··· Records for this exercise ···

PR #2022, opened 2023-06-19
Update `rust_library_group` to use `DepVariantInfo`

UebelAndre:
This seems like a much cleaner interface and gives users more confidence that `CrateInfo` providers are paired with the right `DepInfo` providers.

A follow-up to https://github.com/bazelbuild/rules_rust/pull/1848

### DIFF
--- a/docs/BUILD.bazel
+++ b/docs/BUILD.bazel
@@ -49,6 +49,7 @@ PAGES = dict([
         symbols = [
             "rust_binary",
             "rust_library",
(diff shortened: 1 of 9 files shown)


UebelAndre:
cc @william-smith-skydio does this change also work for your needs?

scentini (approved):

william-smith-skydio:
Yes, this looks cleaner. Thanks.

···

Quote the whole listing above, leaving nothing out.

PR #2022, opened 2023-06-19
Update `rust_library_group` to use `DepVariantInfo`

UebelAndre:
This seems like a much cleaner interface and gives users more confidence that `CrateInfo` providers are paired with the right `DepInfo` providers.

A follow-up to https://github.com/bazelbuild/rules_rust/pull/1848

### DIFF
--- a/docs/BUILD.bazel
+++ b/docs/BUILD.bazel
@@ -49,6 +49,7 @@ PAGES = dict([
         symbols = [
             "rust_binary",
             "rust_library",
(diff shortened: 1 of 9 files shown)


UebelAndre:
cc @william-smith-skydio does this change also work for your needs?

scentini (approved):

william-smith-skydio:
Yes, this looks cleaner. Thanks.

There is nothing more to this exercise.